ACTION ITEM: Reproduce exactly, from the data that follows, the line with "It also sets", the line with "var roVal string", and every line that lies between them.
=== Begin Enclosure ===
PR #155, opened 2019-01-08
sanity: Add max volumes attached test

darkowlzz:
This adds a test for ControllerPublishVolume to check the maximum volume
attachment on a node.
It also sets max attach limit in the mock driver to 2 and adds a check
in the driver for the number of volume attachments before publishing a
new volume.

ControllerPublishVolume [Max volumes attached](https://github.com/container-storage-interface/spec/blob/release-1.0/spec.md#controllerpublishvolume-errors) error.

### DIFF
--- a/mock/service/controller.go
+++ b/mock/service/controller.go
@@ -166,6 +166,11 @@ func (s *service) ControllerPublishVolume(
 		}, nil
 	}
 
+	// Check attach limit before publishing only if attach limit is set.
+	if s.config.AttachLimit > 0 && s.getAttachCount(devPathKey) >= s.config.AttachLimit {
+		return nil, status.Errorf(codes.ResourceExhausted, "Cannot attach any more volumes to this node")
+	}
+
 	var roVal string
 	if req.GetReadonly() {
 		roVal = "true"
--- a/pkg/sanity/controller.go
+++ b/pkg/sanity/controller.go
@@ -895,6 +895,48 @@ var _ = DescribeSanity("Controller Service", func(sc *SanityContext) {
 			cl.UnregisterVolume(name)
 		})
 
+		It("should fail when publishing more volumes than the node max attach limit", func() {
+			if !sc.Config.TestNodeVolumeAttachLimit {
+				Skip("testnodevolumeattachlimit not enabled")
+			}
+
+			By("getting node info")
+			nodeInfo, err := n.NodeGetInfo(
+				context.Background(),
+				&csi.NodeGetInfoRequest{})
+			Expect(err).NotTo(HaveOccurred())
+			Expect(nodeInfo).NotTo(BeNil())
+
+			if nodeInfo.MaxVolumesPerNode <= 0 {
+				Skip("No MaxVolumesPerNode")
+			}
+
+			nid := nodeInfo.GetNodeId()
+			Expect(nid).NotTo(BeEmpty())
+
+			// Store the volume name and volume ID for later cleanup.
+			createdVols := map[string]string{}
+			By("creating volumes")
+			for i := int64(0); i < nodeInfo.MaxVolumesPerNode; i++ {
+				name := uniqueString(fmt.Sprintf("sanity-max-attach-limit-vol-%d", i))
+				volID, err := CreateAndControllerPublishVolume(sc, c, name, nid)
+				Expect(err).NotTo(HaveOccurred())
+				cl.RegisterVolume(name, VolumeInfo{VolumeID: volID, NodeID: nid})
+				createdVols[name] = volID
+			}
+
+			extraVolName := uniqueString("sanity-max-attach-limit-vol+1")
+			_, err = CreateAndControllerPublishVolume(sc, c, extraVolName, nid)
+			Expect(err).To(HaveOccurred())
+
+			By("cleaning up")
+			for volName, volID := range createdVols {
+				err = ControllerUnpublishAndDeleteVolume(sc, c, volID, nid)
+				Expect(err).NotTo(HaveOccurred())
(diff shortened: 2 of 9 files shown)


pkg/sanity/controller.go
```diff
@@ -854,6 +854,43 @@ var _ = DescribeSanity("Controller Service", func(sc *SanityContext) {
...
+			cl.RegisterVolume(name1, VolumeInfo{VolumeID: volID1, NodeID: nid})
+
+			name2 := uniqueString("sanity-max-attach-limit-vol2")
+			volID2, err := CreateAndControllerPublishVolume(sc, c, name2, nid)
+			Expect(err).NotTo(HaveOccurred())
+			cl.RegisterVolume(name2, VolumeInfo{VolumeID: volID2, NodeID: nid})
+
+			name3 := uniqueString("sanity-max-attach-limit-vol3")
+			_, err = CreateAndControllerPublishVolume(sc, c, name3, nid)
+			Expect(err).To(HaveOccurred())
```
pohly: This seems to assume that the driver has an attach limit of 2. This isn't going to be true for all drivers that are getting sanity tested.

The test needs to check the limit by querying the driver, skip the test if there is no limit, otherwise create n + 1 volumes to reach the limit.

darkowlzz: Right! I was thinking in terms of the mock driver only :sweat_smile:
Thanks a lot for pointing that out.

darkowlzz: Updated! Should be good now. :slightly_smiling_face:

pohly: The world would be a simpler place if we only wrote software where test code only talks to other test code. But alas, there's also such a thing as production code :slightly_smiling_face:

Thanks for addressing this.

mock/service/controller.go
```diff
@@ -166,6 +166,11 @@ func (s *service) ControllerPublishVolume(
 		}, nil
 	}
 
+	// Check attach limit before publishing only if attach limit is set.
+	if int(s.config.AttachLimit) > 0 && s.getAttachCount(devPathKey) >= s.config.AttachLimit {
+		return nil, status.Errorf(codes.ResourceExhausted, "Cannot attach any more volumes to this node")
```
pohly: Why are you casting `s.config.AttachLimit` here?

If I remember correctly, `0` is an untyped integer in Go, it should compare fine to both int64 and normal int.

pkg/sanity/controller.go
```diff
@@ -854,6 +855,45 @@ var _ = DescribeSanity("Controller Service", func(sc *SanityContext) {
 			cl.UnregisterVolume(name)
 		})
 
+		It("should fail when publishing volumes more than the node max attach limit", func() {
```
pohly: "should fail when publishing more volumes than allowed by the node max attach limit"

pkg/sanity/controller.go
```diff
@@ -854,6 +855,45 @@ var _ = DescribeSanity("Controller Service", func(sc *SanityContext) {
...
+			By("getting node info")
+			nodeInfo, err := n.NodeGetInfo(
+				context.Background(),
+				&csi.NodeGetInfoRequest{})
+			Expect(err).NotTo(HaveOccurred())
+			Expect(nodeInfo).NotTo(BeNil())
+
+			if int(nodeInfo.MaxVolumesPerNode) <= 0 {
+				Skip("No MaxVolumesPerNode")
+			}
```
pohly: Same here: type cast really necessary?

pkg/sanity/controller.go
```diff
@@ -854,6 +855,45 @@ var _ = DescribeSanity("Controller Service", func(sc *SanityContext) {
...
+
+			nid := nodeInfo.GetNodeId()
+			Expect(nid).NotTo(BeEmpty())
+
+			// Store the volume name and volume ID for later cleanup.
+			createdVols := map[string]string{}
+			By("creating volumes")
+			for i := 0; i < int(nodeInfo.MaxVolumesPerNode); i++ {
+				name := uniqueString(strings.Join([]string{"sanity-max-attach-limit-vol", strconv.Itoa(i)}, "-"))
```
pohly: I think `fmt.Sprintf` will be easier to read than this `strings.Join` + `strconv.Itoa`.

pkg/sanity/controller.go
```diff
@@ -854,6 +855,45 @@ var _ = DescribeSanity("Controller Service", func(sc *SanityContext) {
...
+				Skip("No MaxVolumesPerNode")
+			}
+
+			nid := nodeInfo.GetNodeId()
+			Expect(nid).NotTo(BeEmpty())
+
+			// Store the volume name and volume ID for later cleanup.
+			createdVols := map[string]string{}
+			By("creating volumes")
+			for i := 0; i < int(nodeInfo.MaxVolumesPerNode); i++ {
```
pohly: This is problematic: consider what happens when nodeInfo.MaxVolumesPerNode is an int64 which is larger than the maximum `int`. Better ensure that `i` is `int64`, with:
```
for i := int64(0); i < nodeInfo.MaxVolumesPerNode; i++ {
```

mock/service/controller.go
darkowlzz: Thanks! I wasn't aware of that. Thought casting would be better.
Updated now.

darkowlzz:
Thanks! I've squashed all the commits.

pohly:
@darkowlzz sorry, should have merged this sooner, now you need to rebase. Can you do that and then I'll merge?

darkowlzz:
@pohly np :slightly_smiling_face: . Rebased.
=== End Enclosure ===
YOUR RESPONSE:
It also sets max attach limit in the mock driver to 2 and adds a check
in the driver for the number of volume attachments before publishing a
new volume.

ControllerPublishVolume [Max volumes attached](https://github.com/container-storage-interface/spec/blob/release-1.0/spec.md#controllerpublishvolume-errors) error.

### DIFF
--- a/mock/service/controller.go
+++ b/mock/service/controller.go
@@ -166,6 +166,11 @@ func (s *service) ControllerPublishVolume(
 		}, nil
 	}
 
+	// Check attach limit before publishing only if attach limit is set.
+	if s.config.AttachLimit > 0 && s.getAttachCount(devPathKey) >= s.config.AttachLimit {
+		return nil, status.Errorf(codes.ResourceExhausted, "Cannot attach any more volumes to this node")
+	}
+
 	var roVal string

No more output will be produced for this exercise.